In a way, for a normal person, ChatGPT just brings the capabilities of machines closer to what they already expect machines to be capable of. There’s no jump. The shift from “I think machines can do X, even though they can’t do X at all, and it’s actually just Y with some clever tricks, which looks like X if you don’t look too hard” to “I think machines can do X, and they actually can do X” is hard to perceive.
And if a person knew barely anything about IT, just enough to be dangerous? Then ChatGPT may instead pattern match to the same tricks as what we typically use to imitate those unnatural-for-machines capabilities. “It can’t really think, it just uses statistics and smokes and mirrors to make it look like it thinks.”
To a normal person, Sora was way more impressive than o3.
I belong to a private Discord full of geeky friends (as one does), and I constantly see this pattern you describe, where smart people dismiss AI risks because they dismiss AI capabilities. This takes several common forms:
Pattern-matching AI hype to crypto hype. Partly, this happens because some of the same arguably sociopathic VC scam artists are up to their elbows in both. “Arguably sociopathic scam artists” is sometimes a judgement made based on people’s prior social-graph proximity to the VCs in question.
An odd argument that “Of course the frontier labs say that their product has a 25% chance of causing human extinction. It’s a good sales pitch!” For me, this feels like a combination of a genuinely shrewd observation and a total failure to notice the giant pink elephant in front of them?
Focusing on the 20% of the time where AI fails at something trivial, and ignoring the 80% of the time where the dancing dog just pulled off 32 clean fouettés in a row. Like, the 80% of the time where Sonnet 4.5 nails it is the warning. When it stops failing the other 20% of the time, that’s potentially game over for the human race, you know?

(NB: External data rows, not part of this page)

Issue #474, opened 2024-08-19
Logical Tree Tests not Being Run


michael-hawker:
### Describe the bug

Related to #472, it was reported that they couldn't see the tests when opening the Extensions component solution `\components\Extensions\OpenSolution.bat`.

Similarly, I don't see these tests in the test report in test space or the CI logs...

### Steps to reproduce

```text
Look for any logical tree tests from this file: https://github.com/CommunityToolkit/Windows/blob/main/components/Extensions/tests/Test_LogicalTreeExtensions.cs

Can't find test results...
```

### Expected behavior

Test results for these tests.

### Code Platform

- [X] UWP
- [X] WinAppSDK / WinUI 3
- [ ] Web Assembly (WASM)
- [ ] Android
- [ ] iOS
- [ ] MacOS
- [ ] Linux / GTK

### Windows Build Number

- [ ] Windows 10 1809 (Build 17763)
- [ ] Windows 10 1903 (Build 18362)
- [ ] Windows 10 1909 (Build 18363)
- [ ] Windows 10 2004 (Build 19041)
- [ ] Windows 10 20H2 (Build 19042)
- [ ] Windows 10 21H1 (Build 19043)
- [ ] Windows 10 21H2 (Build 19044)
- [ ] Windows 10 22H2 (Build 19045)
- [ ] Windows 11 21H2 (Build 22000)
- [ ] Other (specify)

### App minimum and target SDK version

- [ ] Windows 10, version 1809 (Build 17763)
- [ ] Windows 10, version 1903 (Build 18362)
- [ ] Windows 10, version 1909 (Build 18363)
- [ ] Windows 10, version 2004 (Build 19041)
- [ ] Windows 10, version 2104 (Build 20348)
- [ ] Windows 11, version 22H2 (Build 22000)
- [ ] Other (specify)

### Help us help you

Yes, I'd like to be assigned to work on this item.

Arlodotexe:
This was co-reported over on Discord: https://discord.com/channels/372137812037730304/669640275500466197/1274221192785694844

Adding some investigation notes from that thread:

> Checking in the gallery solution, it looks like a number of files aren't being included in the `Extensions.Tests.projitems`.
> ![image](https://github.com/user-attachments/assets/b4269d5b-5a43-46ed-8a48-60a7d7b9d3fa)

Issue #472, opened 2024-08-17
FindChild Doesn't Search Expander Header


adstep:
### Describe the bug

The `FindChild` methods in `FrameworkElementExtensions` fail to search for `FrameworkElements` in the Header of an Expander control. A Framework control is treated as a `ContentControl`, but the library only recursively searches the Content of the ContentControl, but an ExpanderControl also has an additional Header that gets skipped.

### Steps to reproduce

```text
Repro steps:
1. Create an expander control with Header & Content.
2. Put a demo control in the Header to search for.
3. Write a test using VisualUITestBase that loads the control.
4. Attempt to search the Expander control for a sub control under the Header.
5. The search should return an empty result.
```

### Expected behavior

I would expect to be able to find `FrameworkElements` in the Header of an Expander control using the `FindChild` methods in `FrameworkElementExtensions`.

### Code Platform

- [ ] UWP
- [X] WinAppSDK / WinUI 3
- [ ] Web Assembly (WASM)
- [ ] Android
- [ ] iOS
- [ ] MacOS
- [ ] Linux / GTK

### Windows Build Number

- [ ] Windows 10 1809 (Build 17763)
- [ ] Windows 10 1903 (Build 18362)
- [ ] Windows 10 1909 (Build 18363)
- [ ] Windows 10 2004 (Build 19041)
- [ ] Windows 10 20H2 (Build 19042)
- [ ] Windows 10 21H1 (Build 19043)
- [ ] Windows 10 21H2 (Build 19044)
- [ ] Windows 10 22H2 (Build 19045)
- [X] Windows 11 21H2 (Build 22000)
- [ ] Other (specify)

### App minimum and target SDK version

- [ ] Windows 10, version 1809 (Build 17763)
- [ ] Windows 10, version 1903 (Build 18362)
- [ ] Windows 10, version 1909 (Build 18363)
- [ ] Windows 10, version 2004 (Build 19041)
- [ ] Windows 10, version 2104 (Build 20348)
- [X] Windows 11, version 22H2 (Build 22000)
- [ ] Other (specify)

### Visual Studio Version

2022

### Help us help you

Yes, I'd like to be assigned to work on this item.

Arlodotexe:
Expander is coming from the platform, so this is something we should be able to test for once we fix #474.

michael-hawker:
Didn't see this before now until the PR.

`Header` fields aren't part of the "Children" of the control. So, this is by design.

[...]

PR #624, opened 2025-02-11
Add Support For Expander In FindChild 

adstep:
## Fixes

Addresses #472

Adds support for searching an Expander control's header. The current logic only searches the content of the Expander control, but not the header.

## PR Type

Bugfix

Doesn't find framework elements in the header of an Expander control.

## What is the new behavior?

Finds framework elements in the header of an Expander control.

## PR Checklist

## Other information

No tests. I believe the Logical Tree Tests are not being run (#474).

### DIFF
--- a/components/Extensions/src/Tree/FrameworkElementExtensions.LogicalTree.cs
+++ b/components/Extensions/src/Tree/FrameworkElementExtensions.LogicalTree.cs
@@ -6,6 +6,7 @@ using System;
 using System.Collections.Generic;
 using System.Reflection;
 using CommunityToolkit.WinUI.Predicates;
+using Microsoft.UI.Xaml.Controls;
 
 #nullable enable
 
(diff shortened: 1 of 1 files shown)


components/Extensions/src/Tree/FrameworkElementExtensions.LogicalTree.cs
```diff
@@ -1,773 +1,805 @@
...
+
+                if (descendant is not null)
+                {
+                    return descendant;
+                }
+            }
+        }
+        else if (element is ContentControl contentControl)
+        {
+            if (element is Expander expander)
```
adstep, line 154: I'm not sure why Github is picking this up as changing the entire file. I only made some small additions to add cases for the Expander under ContentControl.

adstep: Is it picking up line ending changes? I'm using VSCode and it should be picking up the editorconfig settings?

adstep: image

michael-hawker (commented):
Regardless of the formatting issue, I don't think we want to take this fix. I added a comment in the original issue, but Headers aren't children to the control.

If this is a scenario you need, you can use the predicate to find the parent container.

If we did do anything here, we'd probably want to generalize it to anything with a header, not just expander. And it'd be a new specific method that searches "everything" like `FindChildOrHeader`

Arlodotexe:
Closing until it's needed again.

A tendency to occasionally play with an AI model and then cache the worst experience out of 5 for about 12 months.
An overexposure to slop and to Google’s awful search AI.
The only way I’ve found to occasionally get someone over this hump is to give them a tool like Claude Code and let them feel the AI.
But the problem is, once you convince someone that AGI might happen, a disturbing number of people fail to really think through the consequences of really doing that. Which is perhaps why so many AI safety researchers have done so much to accelerate AI capabilities: once they believe in their bones, they almost inevitably want to build it.
So I constantly struggle with whether it actually helps to convince people of existing or future AI capabilities.